After 23 years, four charged with murder of 'God's banker'

Four people are to be tried in Rome for the murder of the Italian banker Roberto Calvi, who was found hanging underneath Blackfriars Bridge in London 23 years ago.

A judge decided yesterday, after a preliminary trial lasting nearly a year, that there was enough evidence to indict Flavio Carboni, a businessman and friend of Calvi who was one of the last to see him alive, Carboni's former girlfriend, and two men who are claimed to have connections to the Mafia. The trial is scheduled to begin in October.

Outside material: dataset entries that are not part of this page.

PR #628, opened 2023-06-30
refactor: separate deprecated config for readability

consideRatio:
Some classes had quite a bit of no longer relevant config, and since they also had long help strings it was a bit tricky to overview effectively what was relevant. With this PR I've:

- relocated `_deprecated_oauth_aliases` list of deprecated config and the deprecated/removed config to the end of config declarations
- reduced help strings of deprecated/removed config to ``"[Deprecated|Removed], use :attr:`.<class>.<new_config>`"`` strings

## Code refactoring preview

image

## Config reference docs preview

image

### DIFF
--- a/oauthenticator/bitbucket.py
+++ b/oauthenticator/bitbucket.py
@@ -45,7 +45,7 @@ class BitbucketOAuthenticator(OAuthenticator):
     }
     team_whitelist = Set(
         config=True,
-        help="Deprecated, use :attr:`.BitbucketOAuthenticator.allowed_teams`.",
+        help="Deprecated in 0.12, use :attr:`.BitbucketOAuthenticator.allowed_teams`.",
     )
 
     async def _fetch_user_teams(self, access_token, token_type):
--- a/oauthenticator/bitbucket.py
+++ b/oauthenticator/bitbucket.py
@@ -48,7 +48,7 @@ class BitbucketOAuthenticator(OAuthenticator):
         help="""
         .. deprecated:: 0.12
 
-           Use :attr:`.BitbucketOAuthenticator.allowed_teams`.
+           Use :attr:`allowed_teams`.
         """,
     )
 
--- a/oauthenticator/bitbucket.py
+++ b/oauthenticator/bitbucket.py
@@ -11,11 +11,6 @@ from .oauth2 import OAuthenticator
 
 
 class BitbucketOAuthenticator(OAuthenticator):
-    _deprecated_oauth_aliases = {
-        "team_whitelist": ("allowed_teams", "0.12.0"),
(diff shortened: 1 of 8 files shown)


oauthenticator/bitbucket.py
```diff
@@ -36,18 +31,21 @@ def _token_url_default(self):
...
+    _deprecated_oauth_aliases = {
+        "team_whitelist": ("allowed_teams", "0.12.0"),
+        **OAuthenticator._deprecated_oauth_aliases,
+    }
+    team_whitelist = Set(
         config=True,
-        help="""
-        Allow members of selected Bitbucket teams to sign in.
-        """,
+        help="Deprecated, use :attr:`.BitbucketOAuthenticator.allowed_teams`.",
```
minrk, line 48: I've learned that it's a good practice to always have `in VERSION` everywhere you have a 'deprecated' or 'removed' message, so that folks who see it know how to coordinate the deprecations with their version requirements without having to dig around and find the relevant version where things changed.

minrk (commented):
LGTM, one comment about making sure version numbers are in deprecation messages

consideRatio:
Thanks for reviewing @minrk! I was thinking "should I write "Deprecated in 0.12" or "Deprecated in v0.12" and searched for examples in jupyterhub/jupyterhub, where I found the following:

image
image

- Should we use the `.. deprecated:: <version>` admonition?
- Should we write a prefix `v` in this context?

minrk:
> we should use the .. deprecated:: <version> admonition?

Yeah, since it gets rendered in docs, that makes sense.

> if so, what to do about the "Removed in .."?

Hm. A few options - you could use the deprecated admonition and put "this has been removed" in the _body_, like:

```
.. deprecated:: 1.2
    Using this option will result in an error, ...
```

or use `versionchanged` with the same explanation.

or even try [this extension](https://github.com/MrSenko/sphinx-removed-in) so we could use `.. versionremoved::`.

> we should write a prefix v in this context?

No, `v` is not part of the version, it's an abbreviation used some places (e.g. in a git tag) for the word 'version' to put _next to_ the actual version number. So `version v16` would be saying 'version version 16'.

consideRatio:
Thanks @minrk! I've opened https://github.com/sphinx-doc/sphinx/issues/11480 about `.. versionremoved` btw, it seems reasonable for the sphinx project to consider adding that to complement the other directives to capture the full lifecycle of things.

minrk:
Since it's simple like that, I think it's fine. Good find! It's probably not that often that we'll have attributes that are still present and documented but 'removed'.

minrk (approved):

consideRatio:
Thanks for reviewing @minrk!!!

The news that the four should face trial for murder was the latest twist in a bizarre case that seems to have leapt from the pages of a Dan Brown pot-boiler - although it has been going on for so long it may have been the American thriller writer's original inspiration.

Roberto Calvi, nicknamed "God's Banker", was chairman of Banco Ambrosiano, a bank founded by a priest and with close links to the Vatican, the Sicilian Mafia and the notorious rogue P2 masonic lodge. The bank went bankrupt in June 1982, with debts of around £800m. Both the Vatican and the Mafia are believed to have lost huge sums in the crash.

Days later, Calvi's body was discovered dangling from a rope under the bridge, his coat pockets loaded with bricks. An inquest five weeks after he died concluded that he had committed suicide, a verdict denounced by his family who were convinced that there had been foul play.

It was many years before the case was taken any further. The highly sensitive involvement of figures high in the Church, the Italian government and organised crime is believed to have made the authorities queasy about taking it any further.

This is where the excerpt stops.